Et c’est en faisant un scrabble avec sa belle-mère qu’il imagine la solution : en jouant avec les lettres, HUBERT pourrait devenir ERBUTH et FORESTIER ferait un très beau ROTIFERE ! Et voilà notre bureau d’études porté sur les fonds baptismaux : il s’appellera ERBUTH-ROTIFERE, et pour couronner le tout, Hubert rajoutera S.A., ce qui pourrait vouloir dire «Société Anonyme», mais aussi «Son Altesse»…
Et voilà ERBUTH-ROTIFERE S.A. qui se met au travail. Une recherche sur Internet lui permet de retrouver le décret n » 93-743 modifié, qui était applicable en 2001 au moment de la construction de l’étang, puis l’article R.214-1 du code de l’environnement, tout en sachant, ainsi que lui rappelait l’administration, que «ces références de textes sont issues de la réforme de la nomenclature entrée en vigueur au 1er octobre 2006 suite au décret n » 2006-881 du 17 juillet 2006 puis de la codification dans le code de l’environnement suite à la parution du décret n° 2007-397 du 22 mars 2007.»
C’est clair et intelligible, non ?
Et quelques mois plus tard, il adresse à l’administration, en trois exemplaires, un superbe document de plusieurs pages, assorti de cartes, croquis et photos, d’où il ressort que l’ouvrage n’a aucune incidence sur la ressource en eau de la Planète, qu’il joue le rôle de bassin d’orage en cas de pluie violente et qu’il peut s’avérer très utile en cas d’incendie sur la propriété. Enfin, il constitue désormais « un milieu humide remarquable par sa biodiversité végétale et animale».
(Son Altesse a en effet appris d’expérience que, quelque soit le sujet, si vous ne faites pas mention de «biodiversité» dans un document adressé à l’administration, vous n’avez guère de chance d’être crédible !)

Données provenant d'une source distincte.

PR #38, opened 2017-01-03
Change internal storage of string parameters from char * to std::string *.

MarkRivers:


MarkRivers:
Changed the internal storage of string parameters from char * to std::string.

Added new setStringParam() and getStringParam() methods that take an std::string&amp;
argument rather than char *. These do not require specifying a maximum string length, unlike the char * methods.

asyn/asynPortDriver/asynPortDriver.cpp
```diff
@@ -56,10 +56,12 @@ class paramList {
     asynStatus setUInt32(int index, epicsUInt32 value, epicsUInt32 valueMask, epicsUInt32 interruptMask);
     asynStatus setDouble(int index, double value);
     asynStatus setString(int index, const char *string);
+    asynStatus setString(int index, std::string& string);
```
mdavidsaver: setter type methods should take a const reference when the argument isn't modified (the same way the other overload takes 'const char*' instead of 'char*').

```
asynStatus setString(int index, const std::string& string);
```

asyn/asynPortDriver/paramVal.h
```diff
@@ -54,7 +56,7 @@ class paramVal {
         epicsInt32   ival;
         epicsUInt32  uival;
         epicsFloat64 dval;
-        char         *sval;
+        std::string  *sval;
```
mdavidsaver: yuck.  I'd suggest just moving ```sval``` outside the union as a non-pointer member.  This is a bit bigger, but not much.  I think this is offset by the code simplification/safety and avoiding an extra indirection.  For me (linux on x86_64 w/ gcc 4.9.2) ```sizeof(std::string)==8```.

asyn/asynPortDriver/paramVal.h
```diff
@@ -31,8 +33,8 @@ class paramVal {
     epicsUInt32 getUInt32(epicsUInt32 valueMask);
     void setDouble(epicsFloat64 value);
     epicsFloat64 getDouble();
-    void setString(const char *value);
-    char *getString();
+    void setString(std::string value);
+    std::string getString();
```
mdavidsaver: Be careful as there is potentially a string copy happening here.  Unless a returning a temporary, it is almost always preferable to return a const reference.

```
const std::string& getString();
```

Also note that changing return type between value and const reference generally doesn't require changes to API user code.

mdavidsaver:
Also, I notice that paramVal.h is installed, but as far as I can tell, not usable.  Is this intended to be a public API?

mdavidsaver:
As a note for the future.  I see two alternatives to a C union.  They would both require some thought about what should happen when, for example, setString is called on a Double paramVal.

1. Make paramVal an abstract base class, and it's set/get methods as virtual calls.  The appropriate derived class is selected in createParam.  Ine sub-class might keep the C union and handle all the scalar cases, and others for each non-POD and array case.

2. Manage storage w/ eg. std::vector<char> and cast it's pointer to the necessary type for each access.  This includes using placement new and manual destruction for non-POD types, and giving some thought to storage alignment.

Option 1 is more straightforward to understand, but will result in more source lines, and another level of indirection.

Option 2 is complicated to understand and thus has the potential for bugs.  (for the record, placement new is already being used in Base, so compatibility need not be a problem)

I'm be inclined towards option 1 unless there was some important performance regression.  Given how much indirection is already involved in, I doubt that this would come up.

@MarkRivers it might be worthwhile to glance at the 3 categories of generic value container listed at http://www.boost.org/doc/libs/1_62_0/doc/html/any.html

Having run across all three in the past, I would agree with this author that Discriminated types are the easiest to work with.

asyn/asynPortDriver/paramVal.h
MarkRivers: Done, thanks.  Also added const on setter.

asyn/asynPortDriver/paramVal.h
MarkRivers: Done.  I moved sval to be a non-pointer member outside the union.

MarkRivers:
> Also, I notice that paramVal.h is installed, but as far as I can tell, not usable. Is this intended to be a public API?

Thanks for pointing that out.  I have changed the Makefile so that paramErrors.h is now installed and paramVal.h is not.  paramVal is not intended to be a public API.  This change let me clean up the unittest, since it was redefining the contents of paramErrors.h.

ulrikpedersen:
I'll try to get a VxWorks 5.5 system setup to run the asynPortDriverTest... I do like the move to using STL containers but we're stuck with many VxWorks 5.5 systems around.  We've had issues with other STL code in the past so I just need to make sure asyn doesn't crash now.

ulrikpedersen:
I know I'm late to the party; but just to let you know that I've run both the testAsynPortDriver IOC and the asynPortDriverTest unittest on VxWorks 5.5 (and on RHEL6). 

No crashes and it looks like it works as expected.

Trace from asynPortDriverTest on VxWorks 5.5:

```
ioc258 -> asynPortDriverTest
1..53
# Basic parameter creation
ok  1 - portA->findParam(0, "int32", &idx1)==asynParamNotFound
ok  2 - portA->getParamName(0, 0, &name)==asynParamBadIndex
epicsTimeGetCurrent failed
asynPortDriver:getParamAlarmSeverity: port=portA error setting parameter 0 in list 0, bad index
ok  3 - portA->getParamAlarmSeverity(0, &sevr)==asynParamBadIndex
epicsTimeGetCurrent failed
asynPortDriver:getParamAlarmStatus: port=portA error setting parameter 0 in list 0, bad index
ok  4 - portA->getParamAlarmStatus(0, &sevr)==asynParamBadIndex
ok  5 - portA->createParam(0, "int32", asynParamInt32, &idx1)==asynSuccess
ok  6 - portA->findParam(0, "int32", &idx2)==asynSuccess
ok  7 - idx1==idx2
ok  8 - portA->getParamName(0, 0, &name)==asynSuccess
ok  9 - strcmp(name, "int32")==0
ok 10 - portA->getParamAlarmSeverity(0, &sevr)==asynSuccess
ok 11 - sevr==0
ok 12 - portA->getParamAlarmStatus(0, &sevr)==asynSuccess
ok 13 - sevr==0
epicsTimeGetCurrent failed
asynPortDriver:getDoubleParam: port=portA error getting parameter 0 int32, in list 0, wrong type
ok 14 - portA->getDoubleParam(0, idx1, &dval)==asynParamWrongType
ok 15 - portA->getIntegerParam(0, idx1, &ival)==asynParamUndefined
epicsTimeGetCurrent failed
asynPortDriver:createParam: port=portA error adding parameter int32 to list 0, parameter already exists.
ok 16 - portA->createParam(0, "int32", asynParamInt32, &idx2)==asynError
ok 17 - portA->createParam(0, "float64", asynParamFloat64, &idx1)==asynSuccess
ok 18 - portA->createParam(0, "uint32", asynParamUInt32Digital, &idx1)==asynSuccess
ok 19 - portA->createParam(0, "y", asynParamInt32, &idx1)==asynSuccess
ok 20 - portA->createParam(0, "z", asynParamFloat64, &idx1)==asynSuccess
ok 21 - portA->createParam(0, "more", asynParamFloat64, &idx1)==asynSuccess
ok 22 - portA->findParam(0, "more", &idx2)==asynSuccess
ok 23 - portA->createParam(0, "string", asynParamOctet, &idx1)==asynSuccess
ok 24 - portA->findParam(0, "int32", &idx1)==asynSuccess
epicsTimeGetCurrent failed
asynPortDriver:setDoubleParam: port=portA error setting parameter 0 in list 0, wrong type
ok 25 - portA->setDoubleParam(0, idx1, 4.2)==asynParamWrongType
ok 26 - portA->setIntegerParam(0, idx1, 42)==asynSuccess
ok 27 - portA->getIntegerParam(0, idx1, &ival)==asynSuccess
ok 28 - ival==42
ok 29 - portA->findParam(0, "string", &idx1)==asynSuccess
ok 30 - portA->setStringParam(0, idx1, "Testing 123")==asynSuccess
ok 31 - portA->getStringParam(0, idx1, sizeof(str)-1, str)==asynSuccess
ok 32 - strcmp(str, "Testing 123")==0
ok 33 - portA->getStringParam(0, idx1, stdString)==asynSuccess
ok 34 - stdString == "Testing 123"
ok 35 - portA->setStringParam(0, idx1, stdString)==asynSuccess
ok 36 - portA->getStringParam(0, idx1, stdString)==asynSuccess
ok 37 - stdString == "Hello world"
ok 38 - portA->findParam(0, "y", &idx1)==asynSuccess
ok 39 - client.registerInterruptUser(&int32cb)==asynSuccess
ok 40 - cbcount==0
ok 41 - lastint32==1234
ok 42 - client.read(&val)==asynParamUndefined
# int32cb() called with 55
ok 43 - client->read(&other)==asynSuccess
ok 44 - data==other
# int32cb() done
ok 45 - portA->callParamCallbacks()==asynSuccess
ok 46 - lastint32==55
ok 47 - cbcount==1
# int32cb() called with 43
ok 48 - client->read(&other)==asynSuccess
ok 49 - data==other
# int32cb() done
ok 50 - client.read(&val)==asynSuccess
ok 51 - val==43
ok 52 - lastint32==43
ok 53 - cbcount==2

    Results
    =======
       Tests: 53 
      Passed:  53 = 100.00%
value = 0 = 0x0
```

ACTE 5 – Recalé pour incompétence.
Patatras ! Moins de dix jours après son envoi (ce qui prouve que l’administration peut parfois être diligente…), Hubert reçoit un courrier l’informant que « le dossier est très incomplet et n’est donc pas recevable ». C’est vrai, il a bien évoqué la «biodiversité », mais n’a pas fait mention de «développement durable ». Donc retoqué, d’autant que le document aurait dû contenir des informations réglementaires et techniques sur le dispositif de vidange et le trop plein qui n’y figuraient que de façon trop succincte. Manifestement, la S.A. ERBUTH-ROTIFERE n’était guère compétente et « … il semblerait opportun que vous fassiez appel à un bureau d’études spécialisé dans le domaine.»
Et l’administration donne trois mois à l’impétrant pour déposer un dossier « en bonne et due forme », tout en soulignant que l’ouvrage « devra être compatible avec le SDAGE ».
Diable, marmonne Hubert, vexé d’avoir adressé un dossier incomplet et d’avoir fait l’impasse sur un SDAGE dont il ignorait jusqu’à l’existence ! Tellement vexé, d’ailleurs, qu’il décide d’ignorer superbement le SDAGE et l’administration, et d’aller à la pêche dans son étang.
ACTE 6 – Mise en demeure et complétude.
Sept mois plus tard, nouvelle lettre recommandée, cette fois du préfet en personne, accompagnée d’un arrêté de mise en demeure enjoignant à Monsieur Hubert Forestier de déposer un nouveau dossier dans un délai de trois mois sous peine de sanctions pénales et administratives.
Malgré ce coup de massue, il ne peut s’empêcher d’éprouver un certain sentiment de fierté : c’est la première fois qu’un préfet s’intéresse à lui, modeste propriétaire qui trie ses ordures et paie régulièrement ses impôts !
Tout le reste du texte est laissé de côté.